> _Problem statement_
Identify all lines of the data containing the string "that" and copy them.

(Collected data entries)
PR #189, opened 2021-08-19
Fix for genbank files exported from benchling that have a different index for slash in qualifiers

isaacguerreir:
I have found that GenBank files exported from Benchling actually have 29 spaces between the beginning of the line and the first slash that it's used to identify a qualifier. Without this correction, the 17 features inside the `benchling.gb` file will only return the first one. I created a test in the final part of the `genbank_test.go` for this.


Koeng101 (approved):
This PR makes sense and has a good test.

PR #198, opened 2021-09-07
Add fragmentation to synthesis directory

### LINKED ISSUE #84: Optimal fragmentation
I would like Poly to have a function to Fragment DNA samples that you wish to synthesize. Many DNAs that one would wish to synthesize are above the fragment threshold for synthesis providers (~1500bp for Twist), so this would be useful to them. In addition, you can synthesize more complex DNA fragments through clever splitting of Fragments (ie, split a homopolymer to get >8bp homopolymers in a synthesized fragment).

> _Expected answer_
Fix for genbank files exported from benchling that have a different index for slash in qualifiers
I have found that GenBank files exported from Benchling actually have 29 spaces between the beginning of the line and the first slash that it's used to identify a qualifier. Without this correction, the 17 features inside the `benchling.gb` file will only return the first one. I created a test in the final part of the `genbank_test.go` for this.
I would like Poly to have a function to Fragment DNA samples that you wish to synthesize. Many DNAs that one would wish to synthesize are above the fragment threshold for synthesis providers (~1500bp for Twist), so this would be useful to them. In addition, you can synthesize more complex DNA fragments through clever splitting of Fragments (ie, split a homopolymer to get >8bp homopolymers in a synthesized fragment).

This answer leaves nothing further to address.